As on the night I’d waited for him to take my vein, time stretched out to infinity while Matthew wrestled with himself. Now, as then, I could do nothing to speed the process or help him choose life over death. He had to grab hope’s fragile thread without any help from me.
“I don’t know,” he finally admitted. “Once I knew that love between a vampire and a witch was wrong. I was sure the four species were distinct. I accepted the deaths of witches if it meant that vampires and daemons survived.” Though his pupils still eclipsed his eyes, a bright sliver of green appeared. “I told myself that the madness among daemons and the weaknesses among vampires were relatively recent developments, but now that I see Louisa and Kit . . .”
“You don’t know.” I lowered my voice. “None of us do. It’s a frightening prospect. But we have to hope in the future, Matthew. I don’t want our children to be born under this same shadow, hating and fearing who they are.”
I waited for him to fight me further, but he remained silent.
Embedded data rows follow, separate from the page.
PR #406, opened 2026-09-15
Add a local MCP server so external agents can drive the Word editor

### LINKED ISSUE #338: Proposal: built-in local MCP server — let external AI agents drive the GenOffice editors
## Motivation

When I ask an agent to produce a Word document today, the agent writes a Python
script — usually python-docx, or COM automation through win32com driving Word
itself. Both paths are slow (spawning and scripting Word for every single
document), and the output quality has a hard ceiling: python-docx has no layout
engine, so every margin, style and table fight is hand-written; COM scripts are
fragile and platform-bound. The results rarely look like a document worth
shipping.

GenOffice already solves this problem internally: its pure-TypeScript docx/pptx
engines produce well-formed, properly styled Office files fast — no Office
automation involved — and the built-in AI panels drive the editors through a
restricted op vocabulary where every edit lands in the same undo history,
journals and save pipelines a human uses. There is no MCP surface yet, so
external agents cannot reach any of this and keep falling back to scripting
Office by hand.

This proposal adds that missing piece: a built-in local MCP server exposing the
editors to external agents (Claude Desktop, Cursor, or any MCP client), so the
agent stops writing throwaway Office scripts and drives GenOffice directly while
the user watches.

## What exists today (working on my fork)

A complete implementation is working on my fork
(`ZKelvins99/genoffice`, branch `feat/mcp-docx-server`). I'd like to align on
direction here before opening PRs — the delivery plan at the bottom is how I
would split it.

- **Server core** (shell main process): Streamable HTTP `/mcp` + legacy SSE, plus
  a stdio bridge script for clients that prefer stdio. Default port 3093,
  **disabled by default**, loopback-only listener, settings pane with
  enable/port/logging controls. Tool instances are per-connection, so two clients
  never share one editing session.
- **Visible editing sessions**: `create_session { family }` opens a real
  docs/slides/sheets tab and drives it through the exact executors and save
  pipelines the built-in AI uses; `save_session { path }` writes to an explicit,
  dialog-free, clobber-guarded path. Per-family content tools
  (`insert_content` / `replace_blocks` / `apply_ops`, `apply_slide_ops`,
  `apply_sheet_ops`) address the active session. The user watches every step in
  the app — the same experience as the built-in AI.
- **Headless generation** (opt-in "background generation" switch, restarts the
  server so the tool list updates): `create_docx` (markdown or SaveBlock[]),
  `create_pptx` (markdown/JSON outline → two-phase transaction), `create_xlsx`
  (value matrix through the same minimal OOXML builder the AI uses).
- **Reading**: `read_docx` (visible text) and `read_pdf` (pdfium text extraction
  in the shell main process — the pdf family is read-only by design; the viewer
  editor is not driven).
- **Format registry**: a single source of truth mirroring the shell's open
  routing and each editor's Save-As filters, so MCP never advertises a format the
  editor cannot produce, and `save_session` refuses mismatched extensions.
- **UI**: an MCP pane in Settings (status, port, background-generation toggle,
  connection info, per-launch log viewer) with capability rows; all strings go
  through the 20-locale i18n resources.

Surface today: **14 tools** by default, 17 with background generation on.

## Safety model

- Off by default; enabling is an explicit user action in Settings.
- Loopback-only listener; no remote access.
- Logging is opt-in, written per app launch (reset at startup), viewable and
  clearable in the settings pane.
- File writes from tools require absolute paths and refuse to replace existing
  files unless `overwrite` is passed.

## Proposed delivery plan (4 PRs, smallest reviewable steps)

1. **Server core + docs family + settings UI** — server, registry, session host,
   docs bridge/tools, Settings pane, i18n (largest PR).
2. **Slides family** — headless `create_pptx` + visible deck session (shares the
   `slides:apply-txn` code path, so undo/journal/autofit all apply).
3. **Sheets family** — headless `create_xlsx` + visible grid session via a
   renderer bridge; explicit-path save reuses the existing sidecar pipeline
   (new optional `targetPath`/`overwrite` fields; the write path itself is
   unchanged).
4. **`read_pdf`** — headless pdfium text extraction + format-registry entry
   (smallest PR).

Every PR would keep to the repo conventions: English-only code and docs, unit
tests per family plus a full-surface acceptance test over real HTTP, e2e specs
next to the existing ones in `e2e/`, and round-trip safety on save paths noted
per PR.

## Questions before I open the PRs

1. Where should the architecture/design document live? This repo has no
   `planning/` directory — I can keep the design doc out of the PRs, or move it
   into `docs/` if you want it in-tree.
2. Protocol emphasis: I implemented both Streamable HTTP and a stdio bridge —
   is one of them preferred as the documented default for the mcp.json example?
3. Is the Settings-pane capability matrix (docs/slides/sheets/pdf rows) fine to
   include in PR 1, or should UI land in a separate follow-up?

ZKelvins99:
Closes #338 (proposal; motivation and the maintainer's reply are there).

Agents asked to produce Word documents today either write `python-docx` (no layout engine, poor fidelity) or drive Office over COM (slow, fragile, platform-bound). GenOffice already ships a correct, fast docx engine — but only its in-app AI panel can reach it. This exposes that capability to Claude Desktop, Cursor and any MCP client.

This is PR 1 of 4. It lands the server plus the Word family; Slides, Sheets and PDF text reading follow, each as an increment on top of this one.

## What's here

**Server.** `apps/shell/src/main/mcp/mcp-server.ts` runs an MCP server inside the shell main process. It speaks Streamable HTTP (`/mcp`) and legacy SSE (`/sse` + `/messages`), and `scripts/mcp-stdio-bridge.js` bridges stdio-only clients to it. Dependencies are injected through `configureMcpRuntime`, so the module never imports `index.ts` back and is testable without Electron.

**Word.** `create_session {family:"docx"}` opens a real docs tab; `insert_content` / `replace_blocks` / `apply_ops` / `read_document` drive it through a renderer command bridge (`docs:mcp-command` / `mcp-result`), reusing the in-app AI's restricted-HTML parser, op executor and save pipeline. The user watches each step in the app rather than an agent writing bytes behind the UI — one of the two directions you called out.

**Headless generation** (`create_docx` / `read_docx`) delegates to the bundled `genoffice` CLI rather than reimplementing conversion, so there is one engine, not two. Off by default; the "background generation" setting exposes it.

**Settings** gains an MCP pane: enable switch, port, log toggle, and a capability summary. The server is **off by default**.

## Why a session instead of editing files directly

`create_session` / `save_session` share one lifecycle across families, so the agent sees two tools instead of six near-identical ones. One session is active at a time, and content tools refuse when the active family is not theirs, so a target is never ambiguous. A later PR adds the same pair for slides and sheets.

## Security model

- Binds `127.0.0.1` only, and validates `Host` and `Origin` on every endpoint. The server has no authentication, so it must not be reachable off-host; request without an `Origin` (curl, a local CLI) is allowed.
- Off by default; nothing listens until the user enables it.
- Tools never silently overwrite: an explicit path that already exists is refused unless `overwrite:true`, and paths must be absolute. Interior writes go through the same `atomicWriteFile` the editors use.
- The CLI is spawned with `ELECTRON_RUN_AS_NODE=1` on the app's own runtime.

## Checks

- `npm run typecheck` (all workspaces)
- `npm run lint`
- `npm run licenses`
- `npm run check:english-comments`
- `npm run fixtures` (no diff)
- `npm run build:all`
- `apps/shell/tests/mcp/**` + `apps/shell/tests/settings-mcp.test.ts` — 71 tests covering the transport handshake (against the real SDK client and raw JSON-RPC), tool registration, schema validation, the session host, the format registry, the storage layer and the settings pane
- `e2e/mcp-visible-doc.spec.ts` — the visible-document flow against a real built app (local only; CI does not run Playwright)

Rebased onto current `main` as requested (was ~50 commits behind at the time of the proposal; rebased cleanly, and the branch is now even with `main`).

One known local-only failure, unrelated to this PR and reproducible on a clean `main` on Windows: `apps/shell/tests/headless-export.test.ts` (12 tests, Windows path handling).

## Where docs live

I kept the design/decision notes out of this PR: they are still in my fork under `planning/`, which upstream does not have. Happy to move them somewhere you prefer (`docs/`, a PR description, or drop them) — tell me which and I will follow up.


merrick-2002:
Merged — thank you for the careful implementation, the test coverage and the clear write-up. Looking forward to the follow-up PRs.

“Let Gallowglass take responsibility for your sister. Allow Hubbard to take Kit. And try to forgive them.”
“Wearhs do not forgive as easily as warmbloods do,” Gallowglass said gruffly. “You cannot ask that of him.”
“Matthew asked it of you,” I pointed out.
“Aye, and I told him the best he could hope for was that I might, in time, forget. Don’t demand more from Matthew than he can give, Auntie. He is his own worst rack master, and he needs no assistance from you.” Gallowglass’s voice held a warning.
“I would like to forget, witch,” Louisa said primly, as if she were making a simple choice of fabric for a new gown. She waved her hand in the air. “All of this. Use your magic and make these horrible dreams go away.”